→ Assignment
When you reach the line containing "Reverts the Riverpod" in the entries below, begin reproducing lines exactly, and stop once the line containing "- Reverts applied cleanly, no conflicts." is done.

→ Excerpts from a dataset

PR #628, opened 2026-06-23
revert: roll back Riverpod 3.x migration (#613) and dependent PRs (#624, #625)

grunch:
## Summary
Reverts the Riverpod 3.x migration (#613), which broke the app, and the two PRs merged on top of it (#624, #625). This restores `main` to the exact state of #619.

## Reverted commits (LIFO order)
- Revert #625 — `feat: add MWK (Malawi Kwacha) payment methods`
- Revert #624 — `feat: add dual send for transport v2 (Phase B)`
- Revert #613 — `feat: migrate to Riverpod 3.x`

## Verification
- Reverts applied cleanly, no conflicts.
- Resulting tree is **identical** to #619 (`git diff fe3a897f HEAD` is empty).
- Returns the project to Flutter 3.35.7 + Riverpod 2.6.1 + analyzer 7.7.1.

## Follow-up
The content of #624 and #625 is re-applied — **without any Riverpod 3.x changes** — in two separate PRs that stack on top of this one:
- transport v2 Phase B → `feat/transport-v2-phase-b-reapply`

→ Answer for the task
Reverts the Riverpod 3.x migration (#613), which broke the app, and the two PRs merged on top of it (#624, #625). This restores `main` to the exact state of #619.

## Reverted commits (LIFO order)
- Revert #625 — `feat: add MWK (Malawi Kwacha) payment methods`
- Revert #624 — `feat: add dual send for transport v2 (Phase B)`
- Revert #613 — `feat: migrate to Riverpod 3.x`

## Verification
- Reverts applied cleanly, no conflicts.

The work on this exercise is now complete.